People with severe neurological impairments face many challenges in sensorimotor functions and communication with the environment; therefore they have increased demand for advanced, adaptive and personalized rehabilitation. During the last several decades, numerous studies have developed brain–computer interfaces (BCIs) with the goals ranging from providing means of communication to functional rehabilitation. Here we review the research on non-invasive, electroencephalography (EEG)-based BCI systems for communication and rehabilitation. We focus on the approaches intended to help severely paralyzed and locked-in patients regain communication using three different BCI modalities: slow cortical potentials, sensorimotor rhythms and P300 potentials, as operational mechanisms. We also review BCI systems for restoration of motor function in patients with spinal cord injury and chronic stroke. We discuss the advantages and limitations of these approaches and the challenges that need to be addressed in the future.

Introduction

Vidal (1973, p. 157), in his seminal work, raised the question: “Can observable electrical brain signals be put to work as carriers of information in person–computer communication or for the purpose of controlling devices such as prostheses?”. Since then, we have come a long way investigating whether people with motor disabilities can repurpose brain activity from inner neural signals to tangible controls that attribute the user’s intent to interact with devices or adjust their environment (Shih et al., 2012Lebedev and Nicolelis, 2017). Nowadays, several advancements in the fields of clinical neurophysiology and computational neuroscience have led to the development of promising approaches based on non-invasive BCIs that pave the way for reliable communication and effective rehabilitation of people with disabilities.

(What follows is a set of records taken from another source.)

PR #4191, opened 2022-02-22
documentation: adding howto testing emails in mB

khamui:


fuzzylogic2000 (approved):
Yeah! I think this is it!

PR #4192, opened 2022-02-22
[#5404] apps/projects: show editable project slug field in django-form

sabinammm:
Depends on a4 PR[ #992](https://github.com/liqd/adhocracy4/pull/992)

### DIFF
--- a/meinberlin/apps/projects/admin.py
+++ b/meinberlin/apps/projects/admin.py
@@ -38,7 +38,7 @@ class ProjectAdminForm(forms.ModelForm):
 class ProjectAdmin(admin.ModelAdmin):
     form = ProjectAdminForm
     list_display = (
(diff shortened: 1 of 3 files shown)


fuzzylogic2000 (approved):
Nice!

sabinammm:
> Nice!



> Nice!

OH! Now it is :laughing: . Thanks for adding the hash here as well - now I know to update a4-dependent project-PRs like this in the same PR.

fuzzylogic2000:
> > Nice!
> 
> > Nice!
> 
> OH! Now it is laughing . Thanks for adding the hash here as well - now I know to update a4-dependent project-PRs like this in the same PR.

Yeah, normally we do that in an extra commit, but as we had so few changes here... :)

PR #4195, opened 2022-02-23
apps/plans: add participation field info to plan detail

fuzzylogic2000:
still to do:

- [x] add visually-hidden spans to explain more clearly ("toggle read more"/"toggle read less")
- [x] remove one of the borders between description and text

### DIFF
--- a/meinberlin/apps/plans/templates/meinberlin_plans/plan_detail.html
+++ b/meinberlin/apps/plans/templates/meinberlin_plans/plan_detail.html
@@ -83,9 +83,9 @@
                             <dt>{% trans 'Participation' %}</dt>
                             <dd>
                                 {{ object.get_participation_display }}
-                                {% if object.participation == object.PARTICIPATION_YES and object.published_projects.count %},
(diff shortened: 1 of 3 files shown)


fuzzylogic2000:
@phillimorland I didn't really know how to add an extra sr-only span and have it still make sense.

Also, I didn't know how to remove the double border best. There is a border on all sides on the new `item-detail-2__info-box` and a border-bottom on the `item-detail-2__content`, but we use that also elsewhere. Removing the upper border from the box seemed weird to me, because we would make that unusable elsewhere. But also adding another new class to have the content again without the border and only the margin seems weird. What would you do?

phillimorland:
@fuzzylogic2000 so about the border, the design removes the border around the content so I would just do that? as for the sr span I think I would do something like 
```
<span class="link--more">
<span class="sr-only">{% trans 'toggle to' %}</span>
{% trans 'Read more' %}
<span class="sr-only">{% trans ' about level of participation' %}</span>
</span>
```

phillimorland (approved):
coolio

Issue #4135, opened 2022-01-05
Initiators that are only group members and not intiators in other organisations, also have initiator rights for the other organisation's projects


fuzzylogic2000:
**URL:** 
**user:** 
**expected behaviour:** 
**behaviour:** Initiators in an organisation can also create and change projects in another organisation, if they are group members of this organisation without explicitly being named as initiators in this organisation
**important screensize:**
**device & browser:** 
**Comment/Question:** https://github.com/liqd/a4-meinberlin/blob/3058cdf7bdfea3ebb785f197b30e09a66b1be897/meinberlin/apps/users/models.py#L80

Screenshot?

sabinammm:
No: initators who are group members in other orgs do not loose access to the dashboard.
BUT, according to manual testing and test written:
-A group member who is an initiator in group2 of orga2, but only member of group1 of orga1
-Not only has access to the dashboards of both organisations, but also can act as an initiator in both
Is that how it should be? Why would we have initiators if group members automatically have the rights of an initator?

@CarolingerSeilchenspringer this is a question you asked before: Is there a difference b/w Initiator and Organisation Member?
And according to this test, there is not.

fuzzylogic2000:
@sabinammm What exactly do you mean by act as initiator? The group member should be allowed to add projects. But shouldn't be allowed to change projects that do not belong to the group.

fuzzylogic2000:
@sabinammm @CarolingerSeilchenspringer I try to make this more clear also concerning the question about the difference.
So, initiators are allowed to add projects and they are allowed to change all projects from the organisation they are initiator in.
Members in organisation groups are also allowed to add projects and change these projects. They are also allowed to change projects belonging to the same group. But they shouldn't be allowed to change projects, that do not belong to the group.
So, the only difference should be that iniators are allowed to change all projects while group members are only allowed to change projects of their group.

@sabinammm So, the issue is that a group member, that is also initiator in another orga can see all projects of the orga she is group member in and also change them, even though these projects do not belong to the group she is in? Could you
1. change this issue (headline and description) accordingly?
2. try to reproduce that in a test?

CarolingerSeilchenspringer:
[...]

PR #4196, opened 2022-02-24
tests/users: add testing of initator rights in other organisations

sabinammm:
This test was updated to test initiator righs as discussed in #4135


fuzzylogic2000 (approved):
Nice!

PR #4201, opened 2022-02-24
Pm 2022 02 filter a11y tweaks

phillimorland:


phillimorland:
i'm not sure about all the naming here but my brain is not great today so will leave it and can be tested and I will maybe update tomorrow, but if you have suggestions please let me know :p

meinberlin/apps/contrib/assets/CheckboxBtn.jsx
```diff
@@ -1,6 +1,6 @@
 import React from 'react'
 
-export default class SwitchButton extends React.Component {
+export default class CheckboxBtn extends React.Component {
```
fuzzylogic2000, line 3: I cannot find the CheckboxBtn used anywhere, but also not the SwitchButton and am slightly confused

fuzzylogic2000 (approved):
Nice refactor and works like a charm!

PR #4202, opened 2022-02-24
Ks 2022 02 csrf failure template

### LINKED ISSUE #4170: 403 csrf error page should have same styling as other error pages
**URL:** 
**user:** 
**expected behaviour:** 
**behaviour:** 
**important screensize:**
**device & browser:** 
**Comment/Question:** https://docs.djangoproject.com/en/3.2/ref/settings/#std:setting-CSRF_FAILURE_VIEW

https://docs.djangoproject.com/en/3.2/ref/csrf/

Screenshot?
Screenshot from 2022-01-25 16-36-16

Rineee:
Not super sure about this approach.. the request is aborted, so not there if csrf fails, thats why I had to add that check in userindicator. Also, because request is not there, it then shows the 'anmelden/register' button, even though the user is still logged in.. Not sure if we need (or even can) change that behaviour? Should I investigate more, what do you think @fuzzylogic2000 ?

fixes #4170

### DIFF
--- a/meinberlin/templates/403_csrf.html
+++ b/meinberlin/templates/403_csrf.html
@@ -1,0 +1,6 @@
+{% extends "403.html" %}
+{% load i18n %}
+
+{% block error_description %}
+    <p>{% trans 'The verification of your input has failed. Please reload the page and make sure that your browser settings allow setting session cookies.' %}</p>
+{% endblock %}


meinberlin/templates/403_csrf.html
```diff
@@ -0,0 +1,6 @@
+{% extends "403.html" %}
+{% load i18n %}
+
+{% block error_description %}
+    <p>{% trans 'CSRF verification failed. Request aborted.' %}</p>
```
fuzzylogic2000, line 5: Maybe we also say. "Please reload and try again."?

Actually that is a question for @CarolingerSeilchenspringer ! What should the text be when the csrf fails? For example if someone cannot log in or an idea form is sent, but cannot be saved because the csrf cookie is not there or not valid.

meinberlin/apps/users/templatetags/userindicator.py
```diff
@@ -26,5 +26,6 @@ def get_next_url(request):
 
 @register.inclusion_tag('meinberlin_users/indicator.html', takes_context=True)
 def userindicator(context):
-    context['redirect_field_value'] = get_next_url(context['request'])
+    if hasattr(context, 'request'):
+        context['redirect_field_value'] = get_next_url(context['request'])
```
fuzzylogic2000, line 30: Hmm, I don't get that. For me, the error page is already shown without that and also the Anmelden/Registrieren button is shown with or without that.

(I needed so long to get the error pages run locally, we should document that somewhere...
- set DEBUG=False and add ALLOWED_HOSTS = ['localhost'] in/to settings/dev.py
- start server with: python manage.py runserver --insecure
)

fuzzylogic2000 (commented):
I don't get it, sorry! Let's talk about it.

meinberlin/templates/403_csrf.html
CarolingerSeilchenspringer: @fuzzylogic2000 would this be correct: Die Authentifizierung Ihrer Eingabe ist fehlgeschlagen. Bitte laden Sie die Seite neu und stellen Sie sicher, dass Ihre Systemeinstellungen das Setzen eines Authentifizierungs-Cookies (Token) erlaubt. Bei Fragen können Sie sich an support@mein.berlin.de wenden.

Rineee:
> I don't get it, sorry! Let's talk about it.

Sure!

meinberlin/templates/403_csrf.html
fuzzylogic2000: Die Verifizierung Ihrer Eingabe ist fehlgeschlagen. Bitte laden Sie die Seite neu und stellen Sie sicher, dass Ihre Systemeinstellungen das Setzen von Session-Cookies erlaubt. Bei Fragen können Sie sich an [support@mein.berlin.de](mailto:support@mein.berlin.de) wenden.
@CarolingerSeilchenspringer That would be ok, as the CSRD verification can also fail when submitting an idea or any other form. Are you also fine with that?

fuzzylogic2000: @CarolingerSeilchenspringer Sorry, I thought we already use that email somewhere in a template, but is currently only in the settings and then used in the emails as sender. So, we would need to add that constant from the settings to a view or write a template tag just to include the email. So, we just skip that last sentence.

fuzzylogic2000 (approved):
I will just merge this first commit with that text now. :) 
The second commit to merge after getting a 500 is here: https://github.com/liqd/a4-meinberlin/pull/4204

In this review, we focus on non-invasive BCI applications geared toward alternative communication and restoration of movement to paralyzed patients. We consider several milestone studies on EEG-based BCIs that contributed to the systems that improve everyday life and activity of people with motor disabilities in the 21st century. We review EEG-based BCI technologies for communication and control based on three different EEG signals (SCP, SMR and P300), and discuss their limitations and advantages. In addition, we examine and analyze the BCI methods for inducing brain plasticity and restoring functions in impaired patients. An overview of the study framework is presented in Figure 1.

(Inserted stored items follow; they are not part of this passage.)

PR #4203, opened 2022-02-25
tests/projects/rules: added test to show initiator vs group member rights

sabinammm:
Regarding Issue #4135
Added test to show that initiators in one organisation only have initator rights in another organisation, if they are group members of the specific project.

### DIFF
--- a/tests/projects/rules/test_rules_add_change_delete.py
+++ b/tests/projects/rules/test_rules_add_change_delete.py
@@ -100,3 +100,56 @@ def test_delete_project(user_factory, group_factory, organisation,
                               project)
     assert rules.has_perm(perm_name_delete, initiator, project)
     assert rules.has_perm(perm_name_delete, admin, project)
+
+
+@pytest.mark.django_db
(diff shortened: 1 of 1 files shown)


fuzzylogic2000 (commented):
I am a bit confused about what's what here. But I think, it proves that the issue actually isn't one? No, it doesn't, because group1 needs to belong to orga1 to prove that? I will rewrite this a bit.

sabinammm:
> I am a bit confused about what's what here. But I think, it proves that the issue actually isn't one? No, it doesn't, because group1 needs to belong to orga1 to prove that? I will rewrite this a bit.

My mistake: the initiator has to be taken out of group1 though. And then group1 is project1! Sorry, this is quite confusing...

fuzzylogic2000:
@sabinammm As you said, comments help! I hope... Could you have a look and then we have another talk? Also to talk about the issue, so you can show me, what's wrong on the page, now that we couldn't reproduce that in this test.

PR #4204, opened 2022-02-25
Ks 2022 02 csrf failure template 2

fuzzylogic2000:


Rineee:
Alright, csrf failure throws 500, so will merge this!

PR #134, opened 2021-12-16
Edits in dirtyrollers, dustyink and added more examples.

kwcckw:


augraphy/augmentations/dirtyrollers.py
```diff
@@ -12,26 +12,32 @@ class DirtyRollers(Augmentation):
...
 
     # Constructs a string representation of this Augmentation.
     def __repr__(self):
-        return f"DirtyRollers(line_width_range={self.line_width_range}, p={self.p})"
+        return f"DirtyRollers(line_width_range={self.line_width_range}, scanline_type={self.scanline_type}, p={self.p})"
 
     def apply_scanline_mask(self, img, mask, meta_mask):
-        if random.choice([True, False]):
+        # for dark background
+        if self.scanline_type:
```
kwcckw, line 38: I added `scanline_type` argument so that user can choose the proper scanline method. This is due to scanline_mask_v2 doesn't work with white background.

With this equation in `apply_scanline_mask_v2` : `min(255, x + (x * (1 - (y / 100))))`, `x` would be the background and y will be the mask. So if background = white (value = 255), the output will be always 255 too.

For example, with white background:
left = scanline_v2, right = scanline_v1
image

So with white background, user should use scanline_type = 0.

augraphy/augmentations/dustyink.py
```diff
@@ -36,7 +47,8 @@ def __repr__(self):
     def __call__(self, image, layer=None, force=False):
         if force or self.should_run():
             image = image.copy()
-            apply_mask_fn = lambda x, y: y if (x < 64) else x
```
kwcckw, line 39: I added `value_range` so that user is able to choose the min value of pixel to enable the dusty ink effect. Previously it was set at 64, which might not work all the time.

augraphy/augmentations/inkbleed.py
```diff
@@ -18,6 +19,10 @@ class InkBleed(Augmentation):
     :param color_range: Pair of ints determining the range from which color
            noise is sampled.
     :type color_range: tuple, optional
+    :param kernel_size: Kernel size to determine area of inkbleed effect.
```
kwcckw, line 22: I added `kernel_size` so that user is able to adjust the area of inkbleed effect.

For example, 7x7 kernel and 11x11 kernel:
image

augraphy/augmentations/inkbleed.py
```diff
@@ -18,6 +19,10 @@ class InkBleed(Augmentation):
...
+    :type kernel_size: tuple, optional
+    :param severity: Severity to determine concentration of inkbleed effect.
```
kwcckw, line 24: I also added severity, to allow user adjust the concentration inkbleed effect.

For example, severity = (0.1, 0.2) and (0.8,0.9):
image

proofconstruction:
These are all great changes

PR #135, opened 2021-12-24
Added more examples.

kwcckw:


augraphy/augmentations/markup.py
```diff
@@ -150,7 +150,6 @@ def __call__(self, image, layer=None, force=False):
                     # # dividing the line into points
                     points_count = random.randint(3, 10)  # dividing the line into points
                     points = np.linspace(starting_point[0], ending_point[0], points_count)
-                    relative_start_point = starting_point[1] if i % 2 else ending_point[1]
```
kwcckw, line 153: @shaheryar1 This line should be not needed right? I don't see any usage of `relative_start_point`.

augraphy/augmentations/subtlenoise.py
```diff
@@ -22,17 +22,40 @@ def __init__(
     ):
         super().__init__(p=p)
         self.range = range
-        self.add_subtle_noise = np.vectorize(
```
kwcckw, line 25: I removed this section and added vectorized method with numpy (line 36 below). With this, the processing time is reduced to <0.5 seconds from the previous 10 seconds ++.

PR #138, opened 2021-12-30
Added flexibility to rotate image at any phase.

kwcckw:


kwcckw:
In this update, i added the code to enable user rotate image at any phase, this is needed since some of the archetypes would need rotation after the ink phase augmentations. For example:

On the right image, we need to rotate image after we apply the ink phase related augmentations:
image
 
Or would it be better if we just create another rotation based augmentation?

proofconstruction:
I don't think this responsibility belongs in the pipeline class itself, because you end up needing to write a lot of checks for "pre-ink" etc. I do think we should have geometric operations (rotation, shifting, scaling) available as augmentations, because they're so useful and because we want to apply them as steps in a pipeline. So far we've just left this open for people to pull in other libraries like `Albumentations` or `imgaug` to do these kinds of transformations because they aren't strictly document-related, but these transformations are all things that can be accomplished with commodity printing and scanning hardware. I think we could safely add a geometry augmentation to handle all of these.

kwcckw:
> geometry augmentation

Alright, then we can remove all rotation related functions in `agmentationpipeline` and move it to `geometry` augmentation. I will push again later to update on this.

proofconstruction:
Can you add these changes over the existing dev branch, so we don't have the commits adding and removing rotation stuff from the pipeline?

kwcckw:
> Can you add these changes over the existing dev branch, so we don't have the commits adding and removing rotation stuff from the pipeline?

Since we are having the Geometric augmentation, i think the rotation related stuff in pipeline would be redundant now, any reason to not remove them?

kwcckw:
Closed with another pull request later.

PR #140, opened 2022-01-05
Recommit and added more improvements to reproduce archetype.

kwcckw:


proofconstruction:
Another nice addition!

PR #146, opened 2022-01-20
Edits in folding and bookbinding.

kwcckw:


kwcckw:
In this commit, i added mirror effect in bookbinding effect and user input x location for folding effect so that we can generate effect like this:

image

proofconstruction:
This is great!

PR #147, opened 2022-01-22
Edits in bookbinding.

kwcckw:


kwcckw:
With this commit, now bookbinding is able to provide a more realistic bending effect with the added bending part on top of the page (previously it is bend at the bottom of the page only). For example:

Input image:
image

Output:
image

PR #152, opened 2022-01-30
Major changes in NoiseGenerator.

kwcckw:


kwcckw:
In this commit, i restructured NoiseGenerator and now we are able to select side for noise. However, some `noise_type` might not able to select side due to the nature of `noise_type`. For example, noise at all borders (`noise_type` =3) can't select side.

For example, noise mask with predefined side:
image

I also updated `noise_type` = 2 to reproduce noise with some even space in between. Some examples:
image

Issue #150, opened 2022-01-27
Extract pipelines from Colab notebooks


proofconstruction:
Each of the archetype reproduction issues* links to a Colab notebook where development occurred on the pipeline reproducing that archetype. We should take each of these pipelines and make them available as functions in the `augraphy.default` namespace, alongside the `default_augraphy_pipeline`.

* [#76 , #77 , #78 , #79 , #81 , #81 , #82 , #83 , #84 , #85 ]

proofconstruction:
Working on this on my [colab-pipelines](https://github.com/proofconstruction/augraphy/tree/colab-pipelines) branch.

jboarman:
@proofconstruction Can we close this issue?

jboarman:
@kwcckw I'm reopening this issue since I believe you are still working on these.  I saw that you've extracted some of these into the available default pipelines which is great.  I'd also like to ensure we have the notebooks available in an `/examples` folder as a type of documentation that people can open to directly test and play with on their own.

kwcckw:
> @kwcckw I'm reopening this issue since I believe you are still working on these. I saw that you've extracted some of these into the available default pipelines which is great. I'd also like to ensure we have the notebooks available in an `/examples` folder as a type of documentation that people can open to directly test and play with on their own.

Yes, i will include the notebook examples later after i completed all the archetype pipelines. Most of the time some changes will be needed in the augmentations to generate a general pipeline so I'm thinking to add those examples later once we finalized those changes.

PR #154, opened 2022-02-03
Add archetype pipelines, more tests, and make pipelines directly callable

proofconstruction:
This PR:

- adds the archetype pipelines mentioned in #150 to `augraphy.default`
- adds more tests to run those pipelines against random images
- makes pipelines return augmented images directly

### DIFF
--- a/augraphy/default/__init__.py
+++ b/augraphy/default/__init__.py
@@ -1,3 +1,25 @@
-from augraphy.default.pipeline import default_augraphy_pipeline
+from augraphy.default.aktives_und_passives_rauchen import aktives_und_passives_rauchen
+from augraphy.default.default_augraphy_pipeline import default_augraphy_pipeline
+from augraphy.default.diahann_carroll import diahann_carroll
+from augraphy.default.harley_davidson import harley_davidson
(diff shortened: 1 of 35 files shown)


proofconstruction:
Keeping this a draft until we resolve [this](https://github.com/proofconstruction/augraphy/issues/1).

jboarman:
@proofconstruction Do you think this approach to building out a test suite still makes the most sense?

Two directions on testing I see are:

1. **Visual Testing / Image Snapshot Drift** (see [Percy Visual Testing](https://percy.io/visual-testing) as an example) where the rendered output is compared to a baseline image and SSIM or similar metric is used to ensure not too much drift occurs
2.  **Benchmark Testing** where certain activities are measured based on activities performed on the output are tracked to see if the quantitative measures drift, similar to visual testing but focused on task-oriented metrics

IMO, we should probably have a snapshot image for each augmentation run in isolation, and possibly a few in combination, where we track drift from a committed baseline sample image.  Is this basically where you were headed with this branch?

Running notebooks to ensure they don't bomb seems like a valid approach as well, but I think that approach is captured in our _Shabby Page of the Day_ daily build process.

FIGURE 1. Overview of the review framework.

The paper is structured as follows. We firstly review the advantages of the BCI approach compared to other strategies for communication in people with motor impairment. In section 3, we present BCI realizations based on different approaches for brain activity recording, and elaborate on three EEG-based modalities: SCP, SMR, and P300. Subsequently, we provide an elaborate overview of the milestone studies, published mainly during the last two decades, on the BCI systems for communication and rehabilitation in patients with motor-impairments. Finally, we discuss advantages and shortfalls of these BCIs, point out their limitations and comment on the future perspectives in this field.[…]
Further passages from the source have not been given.